■ **Exercise goal**: Copy out all the entries below, word for word.

■ **Data in this exercise**:

PR #117, opened 2021-02-18
[BUG] issue with datamodel, recursion limit

sebastienbeau:
@lmignon @sbidoul 
It seem that we have a huge issue with datamodel.

If you request a lot of record (around 1000) you will have a limit recursion error.
Also (real case in pre-production) when you call again and again the same api you also have the erreur (the limit is cumulative as the object still exist in the registry).

The error is in Mashmallow lib ...

### DIFF
--- a/base_rest_demo/tests/__init__.py
+++ b/base_rest_demo/tests/__init__.py
@@ -1,3 +1,4 @@
 from . import test_controller
 from . import test_openapi
 from . import test_exception
+from . import test_new_api
--- a/base_rest_demo/tests/common.py
+++ b/base_rest_demo/tests/common.py
@@ -5,8 +5,10 @@ import json
 import os
 
 from odoo.addons.base_rest.controllers.main import _PseudoCollection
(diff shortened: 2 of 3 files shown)


etobella:
:astonished: I can confirm the issue, however, it is hard to know how to solve it :thinking:

lmignon:
Unfortunately I've no time to dig into this issue ATM

etobella:
Adding this test
```
    def test_search2(self):
        self.env["res.partner"].create({"name": "P"})
        for _idx in range(0, 1000):
            print(_idx)
            self.service.dispatch("search")
```
At the 24 the error is raised :exploding_head:

etobella:
Hi, I think I found a way to solve the issue, I am still working on it as the tests of `datamodel` are failing due to the change :smile: 

Do you want a new PR or a PR directly on your repo?

etobella:
@sebastienbeau

lmignon:
@sebastienbeau I close this one since it's solved by #120 I'll do the forward port in 13 and 14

■ **Worked solution**:
PR #117, opened 2021-02-18
[BUG] issue with datamodel, recursion limit

sebastienbeau:
@lmignon @sbidoul 
It seem that we have a huge issue with datamodel.

If you request a lot of record (around 1000) you will have a limit recursion error.
Also (real case in pre-production) when you call again and again the same api you also have the erreur (the limit is cumulative as the object still exist in the registry).

The error is in Mashmallow lib ...

### DIFF
--- a/base_rest_demo/tests/__init__.py
+++ b/base_rest_demo/tests/__init__.py
@@ -1,3 +1,4 @@
 from . import test_controller
 from . import test_openapi
 from . import test_exception
+from . import test_new_api
--- a/base_rest_demo/tests/common.py
+++ b/base_rest_demo/tests/common.py
@@ -5,8 +5,10 @@ import json
 import os
 
 from odoo.addons.base_rest.controllers.main import _PseudoCollection
(diff shortened: 2 of 3 files shown)


etobella:
:astonished: I can confirm the issue, however, it is hard to know how to solve it :thinking:

lmignon:
Unfortunately I've no time to dig into this issue ATM

etobella:
Adding this test
```
    def test_search2(self):
        self.env["res.partner"].create({"name": "P"})
        for _idx in range(0, 1000):
            print(_idx)
            self.service.dispatch("search")
```
At the 24 the error is raised :exploding_head:

etobella:
Hi, I think I found a way to solve the issue, I am still working on it as the tests of `datamodel` are failing due to the change :smile: 

Do you want a new PR or a PR directly on your repo?

etobella:
@sebastienbeau

lmignon:
@sebastienbeau I close this one since it's solved by #120 I'll do the forward port in 13 and 14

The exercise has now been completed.